### What needs to be done:
Determine how many lines in the listing below include "dependency", and answer with only that number.

### Dataset records:
---+---
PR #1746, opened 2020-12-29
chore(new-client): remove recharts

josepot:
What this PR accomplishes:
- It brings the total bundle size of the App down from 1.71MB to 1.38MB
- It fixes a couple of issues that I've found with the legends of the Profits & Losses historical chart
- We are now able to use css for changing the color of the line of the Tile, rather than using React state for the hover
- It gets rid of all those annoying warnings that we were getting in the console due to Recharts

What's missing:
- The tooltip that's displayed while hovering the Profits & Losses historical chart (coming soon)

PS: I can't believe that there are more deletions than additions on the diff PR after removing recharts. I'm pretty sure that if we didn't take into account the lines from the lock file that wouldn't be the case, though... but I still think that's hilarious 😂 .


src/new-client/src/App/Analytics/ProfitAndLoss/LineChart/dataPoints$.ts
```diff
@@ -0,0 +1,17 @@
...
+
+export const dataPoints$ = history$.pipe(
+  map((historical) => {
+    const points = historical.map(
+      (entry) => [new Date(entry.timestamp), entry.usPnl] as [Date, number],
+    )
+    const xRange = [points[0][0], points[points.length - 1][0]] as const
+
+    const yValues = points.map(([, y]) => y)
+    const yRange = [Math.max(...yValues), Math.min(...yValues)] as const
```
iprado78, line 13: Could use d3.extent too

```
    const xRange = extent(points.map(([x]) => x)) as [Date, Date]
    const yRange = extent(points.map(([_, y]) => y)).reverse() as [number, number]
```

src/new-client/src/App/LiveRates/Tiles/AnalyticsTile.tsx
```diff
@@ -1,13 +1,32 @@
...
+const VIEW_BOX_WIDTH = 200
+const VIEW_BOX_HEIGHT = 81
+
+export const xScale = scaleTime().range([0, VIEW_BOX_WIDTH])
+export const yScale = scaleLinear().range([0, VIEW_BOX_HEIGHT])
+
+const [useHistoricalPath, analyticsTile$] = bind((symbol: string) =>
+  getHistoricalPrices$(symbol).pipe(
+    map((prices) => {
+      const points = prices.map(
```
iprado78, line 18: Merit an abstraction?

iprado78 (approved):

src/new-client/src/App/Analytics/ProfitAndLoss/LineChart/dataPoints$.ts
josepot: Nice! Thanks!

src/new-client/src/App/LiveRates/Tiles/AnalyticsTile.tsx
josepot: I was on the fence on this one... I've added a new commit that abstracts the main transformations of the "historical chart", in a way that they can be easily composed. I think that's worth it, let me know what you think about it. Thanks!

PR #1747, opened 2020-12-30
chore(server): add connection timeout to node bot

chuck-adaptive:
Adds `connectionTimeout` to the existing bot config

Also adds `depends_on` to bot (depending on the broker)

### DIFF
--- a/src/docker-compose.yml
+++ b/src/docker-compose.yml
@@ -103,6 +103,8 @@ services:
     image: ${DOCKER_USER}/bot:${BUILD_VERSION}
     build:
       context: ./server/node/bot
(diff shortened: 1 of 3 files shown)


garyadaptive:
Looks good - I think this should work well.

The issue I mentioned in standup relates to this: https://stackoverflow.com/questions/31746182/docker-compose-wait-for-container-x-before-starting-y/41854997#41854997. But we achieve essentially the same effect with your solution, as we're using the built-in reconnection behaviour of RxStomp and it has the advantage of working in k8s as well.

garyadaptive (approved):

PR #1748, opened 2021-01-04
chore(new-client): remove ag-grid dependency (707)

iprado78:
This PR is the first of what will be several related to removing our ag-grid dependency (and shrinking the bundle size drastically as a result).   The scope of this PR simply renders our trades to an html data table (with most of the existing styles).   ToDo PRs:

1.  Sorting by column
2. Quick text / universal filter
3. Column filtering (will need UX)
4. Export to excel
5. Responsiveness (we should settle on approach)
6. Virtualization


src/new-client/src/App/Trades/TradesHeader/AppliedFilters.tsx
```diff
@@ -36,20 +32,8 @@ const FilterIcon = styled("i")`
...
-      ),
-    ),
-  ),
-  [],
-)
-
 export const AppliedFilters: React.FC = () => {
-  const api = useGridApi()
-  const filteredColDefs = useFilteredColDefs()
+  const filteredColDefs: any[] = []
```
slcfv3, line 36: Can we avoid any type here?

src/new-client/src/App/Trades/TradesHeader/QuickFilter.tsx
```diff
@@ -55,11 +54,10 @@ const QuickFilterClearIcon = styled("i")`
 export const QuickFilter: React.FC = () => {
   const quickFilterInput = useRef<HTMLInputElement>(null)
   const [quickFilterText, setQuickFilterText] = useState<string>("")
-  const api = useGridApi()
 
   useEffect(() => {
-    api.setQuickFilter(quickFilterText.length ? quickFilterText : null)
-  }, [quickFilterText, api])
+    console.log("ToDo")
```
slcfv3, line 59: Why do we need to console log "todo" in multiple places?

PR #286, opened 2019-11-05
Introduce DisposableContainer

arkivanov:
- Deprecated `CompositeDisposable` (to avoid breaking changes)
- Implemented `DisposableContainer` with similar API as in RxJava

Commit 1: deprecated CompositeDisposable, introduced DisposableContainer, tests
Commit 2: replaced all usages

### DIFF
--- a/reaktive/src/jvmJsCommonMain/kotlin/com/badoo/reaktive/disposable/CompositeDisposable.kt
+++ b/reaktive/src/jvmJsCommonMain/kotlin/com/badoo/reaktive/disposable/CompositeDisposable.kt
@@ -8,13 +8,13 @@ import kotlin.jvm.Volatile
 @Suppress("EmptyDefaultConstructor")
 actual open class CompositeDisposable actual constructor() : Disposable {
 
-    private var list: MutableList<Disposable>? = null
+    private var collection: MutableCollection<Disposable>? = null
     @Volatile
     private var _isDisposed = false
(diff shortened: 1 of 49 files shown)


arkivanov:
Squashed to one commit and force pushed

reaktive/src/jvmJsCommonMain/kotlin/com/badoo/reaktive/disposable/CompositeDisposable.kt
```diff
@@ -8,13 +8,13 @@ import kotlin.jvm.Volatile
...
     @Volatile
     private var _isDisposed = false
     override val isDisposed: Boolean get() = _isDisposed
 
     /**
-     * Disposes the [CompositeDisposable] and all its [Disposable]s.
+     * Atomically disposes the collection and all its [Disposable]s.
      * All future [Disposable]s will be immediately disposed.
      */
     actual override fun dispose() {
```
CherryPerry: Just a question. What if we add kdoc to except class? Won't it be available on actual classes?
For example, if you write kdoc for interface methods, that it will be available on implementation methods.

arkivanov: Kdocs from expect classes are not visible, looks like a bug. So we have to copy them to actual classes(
---+---
### Written answer:
2